WHAT THE TASK ASKS:
When a line in the entries contains the word "than", copy that line in full.

RECORDS SHOWN:
..........
PR #458, opened 2017-05-02
Remove `cms` and `campaign-admin` dependencies.

### LINKED ISSUE #450: Make asset-admin usable without the cms and campaign-admin dependencies
Asset admin should be usable without having to install `cms` and `campaign-admin`. 

composer.json lists these as requirements, but from a first glance, these modules aren't really required for asset-admin to work. Deleting the folders manually doesn't cause any errors, except that the **Add to campaign** button no longer works (just opens an empty dialog):

Add to campaign button

Is this the only part of asset-admin that relies on `campaign-admin`? Why is there a `cms` requirement?

bummzack:
Add `admin` dependency instead.
Add form-button that is specific to `campaign-admin` via an extension that is only applied when that module is present.
Explicitly set the popover actions field name for easier targeting in extensions and tests.
Updated unit-tests (test form fields with- and without extension applied).

Fixes #450

### DIFF
--- a/code/Extensions/CampaignAdminExtension.php
+++ b/code/Extensions/CampaignAdminExtension.php
@@ -1,0 +1,31 @@
+<?php
+
+namespace SilverStripe\AssetAdmin\Extensions;
+
+use SilverStripe\Assets\File;
+use SilverStripe\Core\Extension;
+use SilverStripe\Forms\FormAction;
+
+/**
+ * Extension that updates the Popover menu of `FileFormFactory`.
+ * This extension will only be applied if the `campaign-admin` module is installed.
+ * @package SilverStripe\AssetAdmin\Extensions
+ */
+class CampaignAdminExtension extends Extension
+{
+    /**
+     * Update the Popover menu of `FileFormFactory` with the "Add to campaign" button.
+     *
+     * @param array $actions
+     * @param File $record
+     */
+    public function updatePopoverActions(&$actions, $record)
+    {
+        if ($record && $record->canPublish()) {
+            array_unshift($actions, FormAction::create(
+                'addtocampaign',
+                _t('SilverStripe\\AssetAdmin\\Controller\\AssetAdmin.ADDTOCAMPAIGN', 'Add to campaign')
+            ));
+        }
+    }
+}
--- a/_config/config.yml
+++ b/_config/config.yml
@@ -34,3 +34,11 @@ After:
 SilverStripe\Core\Injector\Injector:
   SilverStripe\Forms\FileHandleField:
     class: SilverStripe\AssetAdmin\Forms\UploadField
+
+---
+Only:
+  moduleexists: 'silverstripe/campaign-admin'
+---
+SilverStripe\AssetAdmin\Forms\FileFormFactory:
+  extensions:
+    - 'SilverStripe\AssetAdmin\Extensions\CampaignAdminExtension'
--- a/code/Forms/AssetFormFactory.php
+++ b/code/Forms/AssetFormFactory.php
@@ -218,6 +218,7 @@ abstract class AssetFormFactory implements FormFactory
         if ($popoverActions) {
             return PopoverField::create($popoverActions)
                 ->setPlacement('top')
+                ->setName('PopoverActions')
                 ->setButtonTooltip(_t(
                     'SilverStripe\\AssetAdmin\\Forms\\FileFormFactory.OTHER_ACTIONS',
                     'Other actions'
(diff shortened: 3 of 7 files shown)


code/Extensions/CampaignAdminExtension.php
```diff
@@ -0,0 +1,35 @@
...
+     * Update the Popover menu of `FileFormFactory` with the "Add to campaign" button.
+     *
+     * @param FieldList $actions
+     * @param Controller $controller
+     * @param string $formName
+     * @param array $context
+     */
+    public function updateFormActions($actions, $controller, $formName, $context)
+    {
+        if ($popoverField = $actions->fieldByName('PopoverActions')) {
```
tractorcow: Please ensure you keep the permission check `canPublish`, otherwise it'll display actions the current user may not be able to perform.

There is a risk that getPopoverFields() is empty with the removal of this action (e.g. canDelete is false, but canPublish is true). you could fix this by adding an extension point to getPopoverActions() (updatePopoverActions) and instead extending that, instead of updateFormActions. Don't forget to include the extension point in overriding and base implementation. :)

bummzack: Wow, good catch! You're right… if there are no actions (currently just the "delete" action), then the Popover menu won't even be created. Thus the `updateFormActions` triggers too late. I guess the only way is to have an extension point for the popover actions themselves.
Will implement additional test to make sure the different permission scenarios are covered.

bummzack: Currently, `FileFormFactory` builds its own array of actions in `getPopoverActions`, instead of merging with `parent::getPopoverActions`. Can you give some reasoning why this is so? Is it to have better control over button ordering?

When implementing a `updatePopoverActions` extension point, I think it would make sense to have it called from the base-class and use `parent::getPopoverActions` in subclasses? Thoughts?

bummzack:
I'm sorry, I pressed the `Update branch` button and master got merged into this PR :(
I'll create a clean PR if requested.

code/Extensions/CampaignAdminExtension.php
flamerohr: I think it may have been a relic of the past, back when the `Delete` action for folders was not in the `PopoverField`. Could be refactored to be cleaner, but not necessary in this pull request :D

An extension point for the popover actions is a good idea, make sure in subclasses you'll need to call `$this->beforeExtending()` like how `getFormFields()` does.

bummzack: I think your concerns have been addressed with the new commit? See: https://github.com/silverstripe/silverstripe-asset-admin/pull/458/commits/ee2f8dc8a41550b46552c04408935f4bb935bf3d

tractorcow:
Can you rebase and squash locally? Just do a force push when you've cleaned it up on your machine. That's cleaner than making a new PR.

code/Extensions/CampaignAdminExtension.php
flamerohr: you're right! sorry, I didn't see it earlier

bummzack:
@tractorcow Cleaned up to 1 commit now. I think the failing Behat tests aren't caused by me? Seems to be a problem with the setup?

tractorcow:
Well, if you aren't installing CMS anymore, behat can't find the bootstrap file. You need to adjust `.travis.yml` to bootstrap behat without cms module.

tractorcow:
Actually, you should change it so that cms is installed for testing, since behat covers tests that require pages. You can add it to the `composer require` line.

tractorcow:
Same for campaign admin.

tractorcow:
Add these to require-dev also.

bummzack:
I just added `cms` and `campaign-admin` as dev-requirements. It would be nicer, if these could only be included for test-environments, but I guess that's easier said than done…
Now I'm curious to see if the behat tests pass.

flamerohr:
I'm not sure I agree with require-dev, perhaps a suggest would be less intrusive?

bummzack:
@flamerohr I added it, so that behat tests work (they seem to rely on `campaign-admin` and `cms`). It makes sense to want to test the File upload field within a cms page context… I think the cleanest solution would be to only include these dependencies in tests. But I'm not sure how it could be achieved.

flamerohr:
@bummzack ah yeah, I understand that
hmm... if only tests require it, possibly could be configured with the `.travis.yml` perhaps, I guess that's a bit too hidden/magical as well

flamerohr:
ok, I need to understand composer more, cms and campaign-admin are only included when you composer install in the asset-admin module itself :D

PR #460, opened 2017-05-02
MINOR: Don't notify Slack on PR failure

sminnee:


tractorcow:
Should we keep build successes? We can use `on_failure: never`

chillu:
Heh damn, already committed that - and removed notifications altogether. Let's revisit notifications from the 17 repos with `on_pull_requests: false` after we get the combined build going (which should cover most of those cases).

Issue #367, opened 2017-01-16
Bulk action delete triggers view switch


flamerohr:
Deleting a file or folder causes the view to change back to default gallery/thumbnail view, when it should stay in list/table view.

Deleting item(s) should also preserve all display queries:
- Pagination
- Sorting
- Search
- Filter
- ...

## Excludes:

- Deleting last item(s), user shouldn't see an empty page (https://github.com/silverstripe/silverstripe-asset-admin/issues/466)

## Pull requests

- [x] https://github.com/silverstripe/silverstripe-asset-admin/pull/463

chillu:
Confirmed this is still an issue.

phalkunz:
This also happens with single item deletion as well.

PR #463, opened 2017-05-03
Fix issue when deleting files, the gallery always change to thumbnail…

phalkunz:
…s view

Issue: https://github.com/silverstripe/silverstripe-asset-admin/issues/367

### DIFF
--- a/client/src/containers/AssetAdmin/AssetAdmin.js
+++ b/client/src/containers/AssetAdmin/AssetAdmin.js
@@ -382,7 +382,8 @@ class AssetAdmin extends SilverStripeComponent {
 
       // redirect to open parent folder if the file/folder is open and on screen to close it
       if (file) {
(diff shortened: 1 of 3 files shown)


client/src/containers/AssetAdmin/AssetAdmin.js
```diff
@@ -382,7 +382,8 @@ class AssetAdmin extends SilverStripeComponent {
 
       // redirect to open parent folder if the file/folder is open and on screen to close it
       if (file) {
-        this.handleBrowse((file.parentId) ? file.parentId : 0);
+        const view = this.props.query && this.props.query.view;
+        this.handleBrowse((file.parentId) ? file.parentId : 0, null, { view });
```
flamerohr: This could force the gallery to jump back to page 1 after each delete, would it be worth adding a check if `file.id === folder.id` and add pagination appropriately?

Issue #461, opened 2017-05-03
Load protected thumbnails inlined


chillu:
## Acceptance Criteria

  - When an image is loaded into asset admin by graphql, thumbnail urls are only returned for public assets that have a thumbnail.
  - When an image is loaded into asset admin by graphql, protected images that have thumbnails will have their content transmitted in the same request via a field.
 - Memory usage and processing times in browsers does not significantly increase

## Excludes

 * Deferred generation of thumbnails
 * Resolution of potential memory exhaustion issues (which largely already exist in SS3)
 * No pregeneration of thumbnails on upload (same behaviour as SS3)

tractorcow:
Testing results:

 - 50 thumbnail images - PNG format (uncompressed) - 9.6MB payload, 1.4 seconds load.
 - 50 thumbnail images - JPG format (compressed) - 1.5mb, 1.0 seconds load.
 
 I deem it acceptable. :)

tractorcow:
I've decreased thumbnail size slightly, so that we can still get @2 retina images for standard gallery thumbnails.

 - 50 thumbnail images - PNG format (uncompressed) - 7.6MB payload, 1.4 seconds load.
 - 50 thumbnail images - JPG format (compressed) - 1.3mb, 1.0 seconds load.

tractorcow:
![image](https://cloud.githubusercontent.com/assets/936064/25835530/948677d6-34d3-11e7-82dd-77410efbdbe6.png)

Memory usage while navigating through various pages of both JPG or PNG files seemed to fluctuate between 30 and 150 MB of usage.

Initial requests to generate thumbnails could be quite slow, but any subsequent request were fast (see prior comment for benchmarks). We will address pre-generation of thumbnails in another story.

PR #468, opened 2017-05-09
Update pagination to 50 and inline thumbnails

tractorcow:
Fixes https://github.com/silverstripe/silverstripe-asset-admin/issues/461


code/GraphQL/FileTypeCreator.php
```diff
@@ -16,6 +19,14 @@
 class FileTypeCreator extends TypeCreator
 {
     /**
+     * Safely limit max inline thumbnail size to 200kb
+     *
+     * @config
+     * @var int
+     */
+    private static $max_thumbnail_bytes = 200000;
```
chillu: I think this should be on `AssetAdmin` - `FileTypeCreator` in an implementation more than a "config key".

tractorcow: Good idea, I'll move it. Or @flamerohr can do that tomorrow if you want it faster. :)

Issue #177, opened 2016-05-31
File sidebar form fields not part of tabindex (not keyboard navigable)


chillu:
## Tasks
- [x] Auto-focus happens for the Editor when it is opened (either by Editing a file/folder, or creating a folder)
- [x] Gallery is hidden (display none) when on small screen, not just covered by the Editor.
- [x] Gallery and Editor is both shown (and can both be tabbed through) in that order when the screen is large enough.

## Pull requests:

- [x] https://github.com/silverstripe/silverstripe-framework/pull/6919
- [x] https://github.com/silverstripe/silverstripe-asset-admin/pull/473
- [x] https://github.com/silverstripe/silverstripe-admin/pull/68

clarkepaul:
They are but they appear before galleryItems. I moved the Editor panel before the Gallery so that the Gallery could be resized based on whether or not the Editor markup was present. We could change the order of Gallery and Editor back if there was a bit of JS to say if Editor is present.

chillu:
@clarkepaul How much effort is it to move editor markup after gallery markup? It's an accessibility issue, right?

clarkepaul:
There is a good side to the way it currently is set up. Markup wise I think it makes more sense having the edit panel positioned before the gallery items, it also means the gallery resizes on the remainder of the space based on what has already been used by the edit panel. On smaller devices it actually makes more sense for tabbing to go from the menu to the selected item as it consumes the entire screen with the gallery living underneath.

The bad part is that tabbing through can be confusing so if possible I would prefer to adjust the ordering of the tabindex for larger screens only rather than the structure of markup.

chillu:
> On smaller devices it actually makes more sense for tabbing to go from the menu to the selected item as it consumes the entire screen with the gallery living underneath.

I think only visible elements can be tabbed into, so that's a non-starter.

How about we just focus the first input field when opening the sidebar? That should guide screen readers enough as well. We're already doing this when opening a page from the CMS tree.

scott1702:
> How about we just focus the first input field when opening the sidebar?

+1

Having the editor markup after the gallery would be annoying as a user would have to tab through all the images in the folder to get to the editor (would be helped a little by pagination). As it currently is it's also unclear that the user should tab through all the elements in the page again to get to the editor (or shift+tab). I agree that focusing on the first input field when opening the sidebar would be the best approach here.

clarkepaul:
[...]

PR #473, opened 2017-05-12
Asset edit form tab index

phalkunz:
Issue: https://github.com/silverstripe/silverstripe-asset-admin/issues/177

### DIFF
--- a/code/Forms/FileFormFactory.php
+++ b/code/Forms/FileFormFactory.php
@@ -72,7 +72,8 @@ class FileFormFactory extends AssetFormFactory
         // Update details tab
         $tab = Tab::create(
             'Details',
-            TextField::create("Title", File::singleton()->fieldLabel('Title')),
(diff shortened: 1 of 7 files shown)


code/Forms/FileFormFactory.php
```diff
@@ -72,7 +72,8 @@ protected function getFormFieldDetailsTab($record, $context = [])
         // Update details tab
         $tab = Tab::create(
             'Details',
-            TextField::create("Title", File::singleton()->fieldLabel('Title')),
+            TextField::create("Title", File::singleton()->fieldLabel('Title'))
+                ->setAttribute('autofocus', true),
```
flamerohr: I don't think having the `autofocus` html5 attribute is a good idea when you're also using the `autoFocus` property in the `FormBuilder`, I could see this leading to potential race conditions down the line.

flamerohr:
restarting tests :D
..........
ANSWER AREA:
Can you rebase and squash locally? Just do a force push when you've cleaned it up on your machine. That's cleaner than making a new PR.
I just added `cms` and `campaign-admin` as dev-requirements. It would be nicer, if these could only be included for test-environments, but I guess that's easier said than done…
chillu: I think this should be on `AssetAdmin` - `FileTypeCreator` in an implementation more than a "config key".
The bad part is that tabbing through can be confusing so if possible I would prefer to adjust the ordering of the tabindex for larger screens only rather than the structure of markup.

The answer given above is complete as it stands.